▶ [PROBLEM DESCRIPTION]
Among the entries below, extract exactly the lines that run from the one with "PR #401, opened 2019-11-28" through the one with "We'll still do", both ends included.

---+---

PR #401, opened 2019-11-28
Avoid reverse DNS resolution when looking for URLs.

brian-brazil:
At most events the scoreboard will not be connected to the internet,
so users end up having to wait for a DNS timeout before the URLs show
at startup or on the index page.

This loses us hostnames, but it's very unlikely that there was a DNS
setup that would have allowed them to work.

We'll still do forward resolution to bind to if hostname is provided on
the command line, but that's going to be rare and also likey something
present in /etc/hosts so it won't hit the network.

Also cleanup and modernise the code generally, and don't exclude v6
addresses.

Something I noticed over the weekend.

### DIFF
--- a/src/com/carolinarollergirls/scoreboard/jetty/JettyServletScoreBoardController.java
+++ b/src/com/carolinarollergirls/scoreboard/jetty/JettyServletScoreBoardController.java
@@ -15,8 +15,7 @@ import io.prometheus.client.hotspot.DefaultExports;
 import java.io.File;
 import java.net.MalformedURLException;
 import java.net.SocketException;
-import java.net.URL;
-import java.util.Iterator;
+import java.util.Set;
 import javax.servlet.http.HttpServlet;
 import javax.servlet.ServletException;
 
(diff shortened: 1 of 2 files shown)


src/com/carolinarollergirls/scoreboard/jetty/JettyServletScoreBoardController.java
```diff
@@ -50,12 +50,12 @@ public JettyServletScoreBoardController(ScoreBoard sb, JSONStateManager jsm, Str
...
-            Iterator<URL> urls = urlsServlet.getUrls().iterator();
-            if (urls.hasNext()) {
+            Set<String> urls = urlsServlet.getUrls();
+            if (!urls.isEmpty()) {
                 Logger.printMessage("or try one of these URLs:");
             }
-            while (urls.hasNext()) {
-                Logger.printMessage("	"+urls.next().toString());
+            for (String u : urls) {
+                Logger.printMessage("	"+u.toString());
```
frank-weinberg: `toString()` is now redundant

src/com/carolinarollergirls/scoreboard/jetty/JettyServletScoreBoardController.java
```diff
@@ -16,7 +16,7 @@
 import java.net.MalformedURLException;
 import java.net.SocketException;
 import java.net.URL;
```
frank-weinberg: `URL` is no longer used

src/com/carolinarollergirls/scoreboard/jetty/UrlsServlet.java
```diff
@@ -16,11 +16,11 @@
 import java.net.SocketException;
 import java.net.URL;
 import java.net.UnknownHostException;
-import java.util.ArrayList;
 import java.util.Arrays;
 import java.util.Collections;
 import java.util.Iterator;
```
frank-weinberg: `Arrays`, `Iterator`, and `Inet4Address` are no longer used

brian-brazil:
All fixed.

---+---

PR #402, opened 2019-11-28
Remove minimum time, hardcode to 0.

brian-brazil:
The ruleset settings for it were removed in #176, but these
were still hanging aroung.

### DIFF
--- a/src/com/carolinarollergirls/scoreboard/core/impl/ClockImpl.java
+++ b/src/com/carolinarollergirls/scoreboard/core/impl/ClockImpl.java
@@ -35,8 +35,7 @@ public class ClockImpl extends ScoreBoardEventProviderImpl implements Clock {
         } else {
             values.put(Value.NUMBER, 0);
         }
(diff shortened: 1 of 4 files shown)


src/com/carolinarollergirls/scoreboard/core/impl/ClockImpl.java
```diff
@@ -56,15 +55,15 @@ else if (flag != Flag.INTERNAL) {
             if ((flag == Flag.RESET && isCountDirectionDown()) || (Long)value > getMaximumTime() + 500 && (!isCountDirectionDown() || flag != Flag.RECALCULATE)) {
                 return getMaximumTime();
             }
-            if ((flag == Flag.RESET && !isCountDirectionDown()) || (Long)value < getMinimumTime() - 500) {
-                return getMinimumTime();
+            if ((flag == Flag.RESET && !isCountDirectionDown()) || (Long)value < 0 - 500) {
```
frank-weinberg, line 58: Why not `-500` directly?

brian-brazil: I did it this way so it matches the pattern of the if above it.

---+---

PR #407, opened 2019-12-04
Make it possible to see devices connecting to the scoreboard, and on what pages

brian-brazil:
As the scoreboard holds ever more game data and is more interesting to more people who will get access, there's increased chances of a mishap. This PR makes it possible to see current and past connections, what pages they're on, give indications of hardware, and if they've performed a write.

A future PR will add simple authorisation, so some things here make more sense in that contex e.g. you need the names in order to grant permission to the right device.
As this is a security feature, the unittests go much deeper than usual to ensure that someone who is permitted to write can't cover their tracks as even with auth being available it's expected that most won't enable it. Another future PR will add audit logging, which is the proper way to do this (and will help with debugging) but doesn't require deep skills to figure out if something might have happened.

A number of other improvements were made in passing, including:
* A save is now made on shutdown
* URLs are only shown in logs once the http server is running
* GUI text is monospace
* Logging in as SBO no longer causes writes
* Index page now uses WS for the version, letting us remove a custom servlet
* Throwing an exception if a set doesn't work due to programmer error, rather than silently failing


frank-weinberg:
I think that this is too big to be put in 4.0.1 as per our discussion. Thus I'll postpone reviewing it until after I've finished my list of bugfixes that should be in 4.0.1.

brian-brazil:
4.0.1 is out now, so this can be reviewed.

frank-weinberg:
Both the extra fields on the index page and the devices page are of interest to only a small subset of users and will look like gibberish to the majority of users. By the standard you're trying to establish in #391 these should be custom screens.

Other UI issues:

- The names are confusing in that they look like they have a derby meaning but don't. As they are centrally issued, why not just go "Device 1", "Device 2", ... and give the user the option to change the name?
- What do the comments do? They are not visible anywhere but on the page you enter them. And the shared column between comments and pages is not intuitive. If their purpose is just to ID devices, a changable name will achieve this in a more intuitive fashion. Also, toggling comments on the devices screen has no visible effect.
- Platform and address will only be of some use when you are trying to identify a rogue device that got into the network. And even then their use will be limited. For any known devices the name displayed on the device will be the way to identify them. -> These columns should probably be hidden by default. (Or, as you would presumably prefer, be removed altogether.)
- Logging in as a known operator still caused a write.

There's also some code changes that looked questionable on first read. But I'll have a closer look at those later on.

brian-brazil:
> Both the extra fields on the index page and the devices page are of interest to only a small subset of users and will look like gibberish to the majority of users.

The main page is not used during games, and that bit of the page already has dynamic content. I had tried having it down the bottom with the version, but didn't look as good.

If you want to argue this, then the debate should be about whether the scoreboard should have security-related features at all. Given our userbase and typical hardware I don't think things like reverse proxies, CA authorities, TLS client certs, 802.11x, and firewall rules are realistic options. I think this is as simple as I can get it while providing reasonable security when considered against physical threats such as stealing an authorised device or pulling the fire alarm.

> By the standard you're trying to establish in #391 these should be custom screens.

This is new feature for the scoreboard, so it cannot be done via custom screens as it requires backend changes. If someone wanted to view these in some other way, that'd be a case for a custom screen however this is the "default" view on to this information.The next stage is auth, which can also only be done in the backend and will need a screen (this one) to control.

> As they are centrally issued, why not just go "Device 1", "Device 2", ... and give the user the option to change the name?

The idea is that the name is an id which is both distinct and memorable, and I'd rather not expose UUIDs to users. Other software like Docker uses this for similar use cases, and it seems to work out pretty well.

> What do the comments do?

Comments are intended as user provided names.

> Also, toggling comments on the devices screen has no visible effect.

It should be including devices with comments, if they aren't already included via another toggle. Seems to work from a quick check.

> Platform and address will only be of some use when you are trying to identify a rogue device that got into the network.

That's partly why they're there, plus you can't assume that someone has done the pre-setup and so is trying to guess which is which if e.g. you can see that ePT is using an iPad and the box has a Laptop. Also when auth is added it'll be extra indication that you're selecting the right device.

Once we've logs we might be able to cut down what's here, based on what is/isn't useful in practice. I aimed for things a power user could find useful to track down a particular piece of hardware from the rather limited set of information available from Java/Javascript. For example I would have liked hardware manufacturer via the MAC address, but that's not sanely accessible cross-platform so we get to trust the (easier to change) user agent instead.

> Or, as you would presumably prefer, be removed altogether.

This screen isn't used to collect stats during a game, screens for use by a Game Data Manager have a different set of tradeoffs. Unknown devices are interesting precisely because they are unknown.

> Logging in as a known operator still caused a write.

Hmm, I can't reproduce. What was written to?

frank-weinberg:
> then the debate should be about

---+---

▶ [SOLUTION TO THE EXERCISE]
PR #401, opened 2019-11-28
Avoid reverse DNS resolution when looking for URLs.

brian-brazil:
At most events the scoreboard will not be connected to the internet,
so users end up having to wait for a DNS timeout before the URLs show
at startup or on the index page.

This loses us hostnames, but it's very unlikely that there was a DNS
setup that would have allowed them to work.

We'll still do forward resolution to bind to if hostname is provided on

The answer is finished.